QuKunLab / SpatialBenchmarking

BSD 2-Clause "Simplified" License
107 stars 26 forks source link

It seems the 32 simulated spatial datasets are not so "spatial" #16

Open hurazh opened 1 year ago

hurazh commented 1 year ago

Hi, Thank you for the benchmarking work of putting most of the existing methods together and providing a quantitative comparison of performances. When I took a closer look at the 32 simulated spatial datasets (both the paper and the data you provided), I found there seem no spatial structures in these simulated spatial datasets, as the description in 'Methods' seems to treat each spot independently and no spatial coordinates for the spots are provided in the data (obs_names are just 0-999 and no Locations file are provided for the simulated datasets).

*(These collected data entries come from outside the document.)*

PR #512, opened 2026-08-27
Replace drifted GCI optionality sources with a typed header parser and registry

MatiasFernandez:
Replaces the four drifted, hand-maintained sources of GCI optionality truth in `gciLibrary.ts` and its tests with two typed modules, each checked against the vendored headers by a different mechanism, plus the tests and docs that depend on them.

- `headerDeclarations.ts` parses `vendor/gci-headers/<revision>/gcits.hf` for `EXTERN_GCI_DEC` declarations, tracking `#if` nesting so it can report `FLG_UNIX`-gating too. Self-checks its own declaration count against raw regex occurrences so a silently-broken match can't pass unnoticed.
- `optionalFunctions.ts` is the hand-written, machine-verified registry of which `GciTs*` bindings may be absent, and why (`addedIn` / `absentOn: 'win32'` / `removedIn`). `optionalFunctions.headers.test.ts` asserts every field against the parsed headers in both directions.
- `gciLibrary.ts`'s optional bindings are now keyed off the registry's type, so an unregistered optional binding (or a registry entry with no binding) is a compile error instead of a runtime surprise.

The way you ran RCTD confirmed my suspicion, as in

coords <- data.frame(colnames(spatial_obj))
colnames(coords) <- 'barcodes'
coords$xcoord <- seq_along(colnames(spatial_obj))
coords$ycoord <- seq_along(colnames(spatial_obj))
rownames(coords) <- coords$barcodes; coords$barcodes <- NULL # Move barcodes to rownames

where you explicitly let the coords be {(1,1), (2,2), (3,3) ...} by seq_along such that all the spots lie along a straight line instead of some 2D region like real tissue samples. As I understand it, spatial structure is crucial for spatial transcriptomics data. It is not only an annotation of the location of each spot but also provides some meaningful information that many existing methods, like RCTD, build upon. I'm curious if this is intentional. If so, what's its purpose, and how are these simulated datasets "spatial"?